▶ Your instructions
Pick each line that has "Thanks" out of the records.

= Beginning of Section =

PR #1451, opened 2018-11-19
feat: Add support for repeated fields

### LINKED ISSUE #1266: Wrong type for /v1/people/getBatchGet parameter `resourceNames`. Should accept `string[]`
As stated in title, `resourceNames` should accept `string[]` as well as `string`:

https://github.com/google/google-api-nodejs-client/blob/master/src/apis/people/v1.ts#L2399

Detailed discussion: https://stackoverflow.com/questions/51588465/is-resourcenames-comma-separated-in-google-people-getbatchget?noredirect=1#comment90144867_51589512

Thanks!

ajaaym:
Fixes #1266  Adds support for repeated fields

- [x] Tests and linter pass

### DIFF
--- a/src/generator/templates/api-endpoint.njk
+++ b/src/generator/templates/api-endpoint.njk
@@ -45,7 +45,7 @@ interface StandardParameters {
   /**
     * {{ p.description|oneLine|cleanComments|safe }}
     */
-  {{ pname|cleanPropertyName|safe }}?: {{ p.type }};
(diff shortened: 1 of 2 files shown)


JustinBeckwith:
Thanks! Generally LGTM - starting to think we should add something to the system tests to run the generator though.  Can you verify you ran `npm run generate`, and that the resulting output passes all the tests?

ajaaym:
@JustinBeckwith Yeah I ran below command and all runs fine.
npm run generate
npm run test
npm run system-test
npm run samples-test

I agree that we should have something to system tests to run the generator. Will create another PR for this.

= End of Section =

▶ Response below
Thanks!
Thanks! Generally LGTM - starting to think we should add something to the system tests to run the generator though.  Can you verify you ran `npm run generate`, and that the resulting output passes all the tests?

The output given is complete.